广州数学大讲坛第二期
第二十讲——新南威尔士州大学Dmitriy Zanin教授学术报告
题目:Asymptotics of singular values for quantised derivatives
时间:2024年4月2日(星期二)下午 16:00-18:00
地点:理科南楼107
报告人:Dmitriy Zanin教授
摘要:In 2017 paper by Lord, McDonald, Sukochev and Zanin the following criterion was proved. Bounded measurable function f on \mathbb{R}^d, d\geq 2, belongs to the Sobolev space \dot{W}^1_d(\mathbb{R}^d) iff its quantised derivative
[{\rm sgn}(D),1\otimes M_f]
belongs to the Schatten class \mathcal{L}_{d,\infty}. Furthermore, it was established that
\varphi(|[{\rm sgn}(D),1\otimes M_f]|^d)=c_d\| |\nabla f| \|_d^d
for every continuous singular trace on \mathcal{L}_{1,\infty}. In particular, quantised derivative cannot belong to \mathcal{L}_{p,\infty} for p<d. The question whether quantised derivative can fall into a more complicated ideal (non-comparable with \mathcal{L}_{p,\infty}-scale) was left open.

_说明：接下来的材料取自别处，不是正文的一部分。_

PR #1074, opened 2018-10-31
Fix crash on umounting remote network shares

lukefromdc:
fix regression from https://github.com/mate-desktop/caja/commit/8fff655552209fd181f9608d02d0f72660b10768 that caused unmounting network shares

### DIFF
--- a/libcaja-private/caja-bookmark.c
+++ b/libcaja-private/caja-bookmark.c
@@ -530,8 +530,11 @@ caja_bookmark_connect_file (CajaBookmark *bookmark)
     if (!caja_bookmark_uri_known_not_to_exist (bookmark))
     {
         bookmark->details->file = caja_file_get (bookmark->details->location);
-        g_assert (!caja_file_is_gone (bookmark->details->file));
+        /*Catch the case of removing a remote mount triggering this code block*/
+        if(caja_file_is_gone (bookmark->details->file))
+            return;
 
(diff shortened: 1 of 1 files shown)


lukefromdc:
Not my favorite way to do this, but it does keep Caja running and does not throw errors while running from the terminal. . Unmounting network shares after backporting Nautilus commit /gitlab.gnome.org/GNOME/nautilus/commit/3891241ba760c59d284b7579dbd340651c8d4d29 was causing an assert in bookmark code to trigger, even though the mount is shown in "Network" on the sidebar. In some way this must be a bookmark or that code would not trigger, so catch the case of the file being gone by returning.  At that point the assert can no longer be reached unless the condition contained in it is TRUE anyway, so comment it out.

If anyone knows a better way to do this I am open to it. Nautilus can no longer mount network shares but can unmount them from the sidebar without crashing, even though both the offending commit (not helped by a later commit in the case of Caja) and the assert with nothing to catch this issue are both present.

rcaridade145:
Looking at the nautilus commit log it seems that this commit https://gitlab.gnome.org/GNOME/nautilus/commit/9429c94f354460e7bcc2a9063b98f3a904e6a358 may fix the issue.

raveit65:
@rcaridade145 
Thanks for finding that. nautilus commit fixes the issue for me too.
I will open an alternative PR.

PR #1076, opened 2018-11-02
Simpler fix for crash on umounting remote network shares, keeps any bookmarks from them valid

lukefromdc:
Don't treat remote filesystems differently when unmounting, so that bookmarks can remount them if they are available and so caja does not crash.

An alternative to 
https://github.com/mate-desktop/caja/pull/1075
and to
https://github.com/mate-desktop/caja/pull/1074

### DIFF
--- a/libcaja-private/caja-monitor.c
+++ b/libcaja-private/caja-monitor.c
@@ -154,13 +154,13 @@ caja_monitor_directory (GFile *location)
     if (dir_monitor != NULL) {
         ret->monitor = dir_monitor;
     }
-
+    /*This caused a crash on umounting remote shares
     else if (!g_file_is_native (location)) {
         ret->mount = caja_get_mounted_mount_for_root (location);
         ret->location = g_object_ref (location);
         ret->volume_monitor = g_volume_monitor_get ();
     }
-
+    */
     if (ret->monitor != NULL) {
         g_signal_connect (ret->monitor, "changed",
                   G_CALLBACK (dir_changed), ret);


lukefromdc:
No crashes resulted from repeatedly mounting and unmouting the same loopback "share," so the second commit of https://github.com/mate-desktop/caja/pull/1075 should not be necessary here. If someone hits the crash it was meant to fix we could add it.

With this version, bookmarks created by a remote filesystem that can still be mounted always work, mounting the filesystem when clicked on. In all cases where the fs could be reached, the window from which the connect to server dialog was invoked loaded the contents of the directory connected to, whether the root of the filesystem or a subdirectory. Bookmarks also worked the same either way, and if a bookmark was created on mounting the share, the sidebar selected row was set to the bookmark.

I also tested this with an SSH connection into my laptop, which worked fine. I then tested to see what happened when the server could not be reached, by disabling networking on the laptop. Caja kept running, the curser spun until the timout was reached, invoking this dialog
```

could not display sftp"//(IP address). 
Error:timed out when logging in 
Please Select another viewer and try again
```

and on a second try a shorter timeout gave
 "because the host could not be found" as the second line in the dialog
I assume that is correct for an unreachable server? On re-enabling networking the router gave the laptop a different IP address, so the bookmark could not be tested on reestablising contact.

I assume this is the desired behavior? If so, it looks like the whole mess came from the part of the orignal GNOME commit that treated a remote FS differently, so I just commented that part out for now.

raveit65:
Yes, this is the expected behaviour if you can't reach another box because the box isn't available in the network or a firewall blocks the connection.

In my router there is an option which gives a notebook or any outher box always the same address from dhcp server, btw. this is an option in general dhcp server config.

Issue #1046, opened 2018-08-15
segfault 4  from usb drive unmount


TuxVinyards:
**Unmounting a usb drive causes whole of Caja to crash**.  
(Caja 1.20.2  with Ubuntu Mate 18.04)

Using  `cat /var/log/kern.log | grep caja`  yielded  constant  `segfault 4 ` references

Following this link:  [https://stackoverflow.com/a/26638899](url) I traced the fault with `addr2line` to this:
"caja_path_bar_get_button_from_button_list_entry"

My main HDD is set as 3 ext4 partitions which all mount on boot and should remain open in Caja, usually in tabs, when unmounting the usb.  Is this Ubuntu or Caja?  Or something else?

Hope this trace helps.  Bests.

raveit65:
template ignored....

lukefromdc:
That function is called only from `real_set_active` in caja-navigation-window-pane.c and this looks like another race condition. My guess is that, something is calling "real_set_active on the same window with a new directory showing before the buttons actually exist. I sometimes get the window showing the drive's directory closing rather than switching back to the "computer" directory but never a segfault. 

Wonder if this is something distro-specific? Thus the template and the ask for a downstream bug report if this is  a package provided by the distro.

TuxVinyards:
@raveit65 will format a templated report for you. I felt the report made more sense without but presume you would like this for auto-parsing ....

@lukefromdc  thanks for comments.  In the meantime, I have done a bit more research:

1. This doesn't happen with PcManFM. The default Lubuntu file manager will install quite happily onto Ubuntu Mate and both USB HDD's and sticks will mount and unmount without problems.

2. I have noticed that if using a USB stick, that Caja remains up if selecting 'eject'. It only fails if selecting 'safely remove drive'. The latter is of course the only option with external HDD.

3. I would caution anyone trying to replicate this error not to have important data on the drive as it does seem to cause damage to the external drive file system. (Gnome Disks does repair this though).

4. Synaptic lists pcmanfm as using GVFS for removable media, which I think is the same as Caja.

5. Of note, I have had this problem for quite a while, certainly since U.Mate 18.04 but not sure about before that. I originally thought it was the drive, not the software ....  I have also carried out re-installs of Caja, gvfs and other components too.

I now think this problem centres on the 'safely remove drive' button function of Caja and probably an upstream fix will be needed.

Hope someone familiar with Caja's inner workings can fix this.

TuxVinyards:
[...]

PR #1084, opened 2018-12-01
Fix segfault on stopping USB hard drives

lukefromdc:
Fix https://github.com/mate-desktop/caja/issues/1046
drive_stop_cb should never have used g_drive_poll_for_media_finish which is for
ejectable media in a fixed drive (e.g CD drive) and not for stopping a removable drive

See
https://developer.gnome.org/gio/stable/GDrive.html
https://developer.gnome.org/gio/stable/GDrive.html#g-drive-stop-finish

### DIFF
--- a/src/caja-places-sidebar.c
+++ b/src/caja-places-sidebar.c
@@ -2548,7 +2548,7 @@ drive_stop_cb (GObject *source_object,
     g_object_unref (window);
 
     error = NULL;
-    if (!g_drive_poll_for_media_finish (G_DRIVE (source_object), res, &error))
+    if (!g_drive_stop_finish(G_DRIVE (source_object), res, &error))
     {
         if (error->code != G_IO_ERROR_FAILED_HANDLED)
         {
--- a/src/caja-places-sidebar.c
+++ b/src/caja-places-sidebar.c
@@ -1899,7 +1899,7 @@ drive_start_from_bookmark_cb (GObject      *source_object,
     char *name;
 
     error = NULL;
-    if (!g_drive_poll_for_media_finish (G_DRIVE (source_object), res, &error))
+    if (!g_drive_start_finish (G_DRIVE (source_object), res, &error))
     {
         if (error->code != G_IO_ERROR_FAILED_HANDLED)
         {
@@ -2488,7 +2488,7 @@ drive_start_cb (GObject      *source_object,
     char *name;
 
     error = NULL;
-    if (!g_drive_poll_for_media_finish (G_DRIVE (source_object), res, &error))
+    if (!g_drive_start_finish (G_DRIVE (source_object), res, &error))
     {
         if (error->code != G_IO_ERROR_FAILED_HANDLED)
         {


lukefromdc:
OK, I have not been able to find any way to start a drive from the sidebar or a bookmark, as both drives and bookmarks for drives are removed from the sidebar when the drive is stopped. I updated the code for both these blocks using just the change of monitoring function and not moving the error dialog code to a separate callback as the Nemo devs did(more complex), but I'm thinking those two blocks may now be dead code unless we can find a way to start a stopped drive from the sidebar..

If no such method now exists, we have three options: drop the second commit to this as untested/untestable, keep the second commit as needed if starting drives from the sidebar is ever re-enabled (by showing bookmarks of stopped drives or stopped drives again), or simply drop both start from sidebar code blocks and the code calling them as unused code.

raveit65:
I can't reproduce the issue , so i am not able to test this.

raveit65:
I tested it again with f9 + glib2-2.58.1-1.fc29.x86_64 + gtk3-3.24.1-1.fc29.x86_64,
but i don't get any crash of caja if unmounting an usb-stick. My steps to reproduce:
1. plug in a stick (usb-2.0/3.0, doesn't matter)
2. unmount the stick from sidebar with eject icon or context menu
3. i see a notification (save to unplug stick)
4. unplug the stick from system.

Do you do something different?
Are you sure this is a caja problem?

raveit65:
> OK, I have not been able to find any way to start a drive from the sidebar or a bookmark, as both drives and bookmarks for drives are removed from the sidebar when the drive is stopped.

I don't think that is needed for  a removable drive like a usb-stick.
You can unplug/plugin the stick to see them again in sidebar.

lukefromdc:
USB sticks don't need to be powered up on insertion by these functions either, as they start automatically. The only use case I could see for them was if a stopped spinning drive was still shown in the sidebar, but as long as I can recall stopped drives were removed from sidebar, and on reinsertion started automatically without Caja's involvement. Setting a bookmark doesn't work, as the bookmark gets hidden when the drive is stopped for removal

raveit65:
With `spinning drive` you mean a partition of a hard-disc?
I have some partitions mounted via /etc/fstab with the `noauto` option.
Means they are in sidebar but not mounted.

lukefromdc:
I mean whole hard drives that can be powered off, not partitions of drives. Even an entire drive that is connected to the machine at boot or later with everything as "noauto" would still be powered on. If the drive is in "standby" and spun down it is still powered on at the board level and will spin up when accessed.

In the past, a bookmark for a broken symlink (or maybe also a bookmarked stopped disk) would remain in sidebar with a little red dot. Fixes backported from Nautilus for other issues ( Was it https://github.com/mate-desktop/caja/commit/8fff655552209fd181f9608d02d0f72660b10768  for https://github.com/mate-desktop/caja/issues/1066 maybe?) removed bookmarks for no longer present devices showing, and such bookmarks might have been the one case for restarting an entire hard drive that had been bookmarked and then stopped

One time the "stop" option does not work (the case I used for testing the error dialog) is a USB hard drive with multiple partitions, one mounted root from the command line and another mounted from caja, then unmounted, then trying to stop the drive. The error dialog then pops up as intended saying the drive cannot be stopped because that partition is in use (or in my case is an unlocked LUKS volume that can't be locked).

raveit65:
You can change power state of a drive with `hdparm`
```
[root@mother rave]# hdparm -C /dev/sda
/dev/sda:
 drive state is:  active/idle
[root@mother rave]# hdparm -y /dev/sda
/dev/sda:
 issuing standby command
[root@mother rave]# hdparm -C /dev/sda
/dev/sda:
 drive state is:  standby
[root@mother rave]# hdparm -Y /dev/sda
/dev/sda:
 issuing sleep command
```
But my drives are always visible in sidebar because i mount them via fstab.
And changing power state doesn't have any influence.

lukefromdc:
I can also power down a disk from gnome-disks, but it still disappears from the sidebar. The second commit here affects ONLY restarting a disk that has been fully powered down for removal, not a disk in sleep or spun down but still powered on mode. BTW, powering off also causes the drive to disappear from gnome-disks.

The HDparm commands I could find for power management can put a disk into its lowest "sleep" state so a reset command is needed to wake it, but cannot power it off in the same way the "stop" command from the right-click menu from the sidebar or a "Power Off" command from gnome-disks does. In the former case, the drive stays in sidebar and even stays mounted, just being slow to access as it wakes up. In the latter case, the drive is treated as though it had been already unplugged both in Caja and in gnome-disks. Will now test Nautilus

lukefromdc:
In Nautilus the drive is also completely removed from the sidebar when it is powered off from "safely remove" or gnome-disks. A bookmark set in Nautilus will continue to appear, but attempting to restart the drive by clicking on that bookmark brings up a "something went wrong" error dialog.  Thus, these changes should be usable as-is, and if we ever do get bookmarks to restart a fully powered off drive working again we won't get segfaults from using the wrong monitoring function in the underlying code here,

lukefromdc:
I just confirmed that bookmarks now show up only for MOUNTED volumes. "Stop" also unmounts as well as powering down, and same for doing this from gnome-disks etc

lukefromdc:
I just further confirmed by looking at the /dev directory that at least with current kernels, stopping a hard drive ("stop" or "safely remove") actually removes the /dev/sd(something) handle for it, so it is all the way gone at that point.

raveit65:
I guess we can consider this as bugfix and cherry-pick to 1.20 branch?

lukefromdc:
I was thinkng the memory leak fixes should also be cherrypicked to 1.20 and then these two commits, and in the same order?

raveit65:
Yes, please go ahead.

lukefromdc:
The two memory leak fix commits below could not be cherrypicked due to conflicts:
caja-bookmark:fix memory leaks
eel-gtk-extensions:fix memory leaks
I cherrypicked the other two memory leak fixes and then these two commits

Issue #1099, opened 2018-12-24
weird item in bookmarks if the folder was removed


sc0w:
#### Expected behaviour

no weird item if it was removed

#### Actual behaviour

weird item

#### Steps to reproduce the behaviour

1. make new folder
2. go to the new folder
3. go to previous position
4. remove the new folder
4. click here and see:

![2018-12-22_13-24](https://user-images.githubusercontent.com/7734191/50396917-24b23800-076d-11e9-8ad9-7381e34173a7.png)

#### MATE general version

1.20.3

#### Package version

1.20.2 and git master

#### Linux Distribution

debian buster/testing

PR #1100, opened 2018-12-24
Fix: weird item in bookmarks if the folder was removed

sc0w:
Fixes https://github.com/mate-desktop/caja/issues/1099


sc0w:
@vkareh I can't see that, I just see a little point istead:

sc0w:
@vkareh ok, confirmed in green submarine theme, in traditional ok I see only the little point I mentioned

sc0w:
I don't know how to avoid the void rectangle, so, I just put an error message instead with latest changes, and now it is gray out



@vkareh @lukefromdc please test

lukefromdc:
This works fine, and gives the "folder-removed" error message and icon as the menuitem and it is insensitive so as not to take the user to an error dialog.

PR #1259, opened 2019-07-10
Fix not running gla11y when not available

sthibaul:


lukefromdc:
Also, someone needs to check this (all of these) with gla11y installed and make sure it works in that case

sthibaul:
CI did test that case

yetist:
I would suggest to modify the `gla11y.mk` file at the same time, which is more general.
```
diff --git a/gla11y.mk b/gla11y.mk
index abe9f53..5f7f805 100644
--- a/gla11y.mk
+++ b/gla11y.mk
@@ -10,7 +10,9 @@ a11y_verbose_1 =
 
 all-local: $(GLA11Y_OUTPUT)
 $(GLA11Y_OUTPUT): $(ui_files)
-       $(a11y_verbose) python3 $(GLA11Y) -P $(srcdir)/ -f $(srcdir)/$(GLA11Y_FALSE) -s $(srcdir)/$(GLA11Y_SUPPR) -o $@ $(ui_files:%=$(srcdir)/%)
+       $(a11y_verbose) if [[ $(GLA11Y) == *gla11y ]]; then \
+               python3 $(GLA11Y) -P $(srcdir)/ -f $(srcdir)/$(GLA11Y_FALSE) -s $(srcdir)/$(GLA11Y_SUPPR) -o $@ $(ui_files:%=$(srcdir)/%); \
+               fi
 
 clean-local: clean-local-check
 clean-local-check:
```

In recent paper by Frank, Sukochev and Zanin, the following asymptotics was proved:
t^{\frac1d}\mu(t,[{\rm sgn}(D),1\otimes M_f])\to c_d\| |\nabla f| \|_d, t\to\infty.
In particular, if a good (say, smooth compactly supported) function belongs to some ideal, then this ideal must contain \mathcal{L}_{d,\infty}.
The proof relies on Birman-Solomyak methods for spectral asymptotics combined with the principal symbol calculus designed by McDonald, Sukochev and Zanin.